So-called journalists continue to ask inane/offensive questions:
It looked like mirror images. You had your left leg all taped and she had her right leg all taped. Is this for the cripple's championship or what?
Do you think about the girls ahead of you? Steffi Graf has seven; Martina has nine.
Unfortunately, players very rarely call these people out. It would make a difference if they did.
9th seed Christina McHale was upset in the first round of junior girls competition today.
128 people had to be treated for heat illness at Wimbledon today--128 if you count Jelena Jankovic. And one had to be taken to the hospital. The temperature went up as high as 28C, which--where I live--would constitute a mercifully cool day right now. I remember, decades ago, traveling to London in the summer, and feeling so relieved that the temperature was much lower than it was here. Imagine my surprise when I saw heat wave precautions posted everywhere.
Here's a unique take on Melanie Oudin.
Though I generally try to avoid Sports Illustrated, I was relieved to find someone there who, like I, cannot understand why screaming is called "grunting."
Can someone please tie up Brad Gilbert, put a sock in his mouth, and lock him in a closet until Wimbledon is over? Actually, the sock part would be good enough. There is probably no greater philistine or yahoo on the sports airwaves--and that's saying something. It isn't just his constantly calling the French Open champion "KOOnetSOva" his "Double J" moniker for Jelena Jankovic, or the fact that he calls Tammy Tanasugarn "Tammy Sue Garden." His extreme "masculine" posturing, matched only by his tiny frame of reference, can be maddening.

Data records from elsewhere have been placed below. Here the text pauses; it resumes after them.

PR #165, opened 2018-11-11
Add a RHEL7 dockerfile and standarize format

smarterclayton:


abhinavdahiya:
the tests are green, @ashcrow do you have any concerns? otherwise i'll `/lgtm`

Dockerfile.setup-etcd-environment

Today, he was astonished by the idea of moving outer court matches to Centre Court if there is rain and Centre Court is not being used. Seriously, he was amazed that someone suggested this clever probability. And he made a series of lame "Simon says" jokes about Gilles Simon, whose name, of course, is not pronounced "SImon."

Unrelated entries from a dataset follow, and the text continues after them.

PR #169, opened 2018-11-14
Ignition parse

michaelgugino:
WIP: Enable from-ignition option

This commit enables mcd run-once to parse ignition file
directly instead of needing a MachineConfig.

He also tried to "reassure" Tommy Haas that it just wasn't so when Haas described himself as emotional. Patting him on the back, Gilbert said in an avuncular tone, "No, you're not." It wasn't irony--he needed for Haas to stop thinking of himself as "feminine," I suppose.
If you've ever been to a gathering--maybe just your office--and noticed there is one man who just has to blurt out anything, no matter how inane it is, then you know what Gilbert is like. Several of the commentators are annoying, but next to Gilbert, they're all class acts.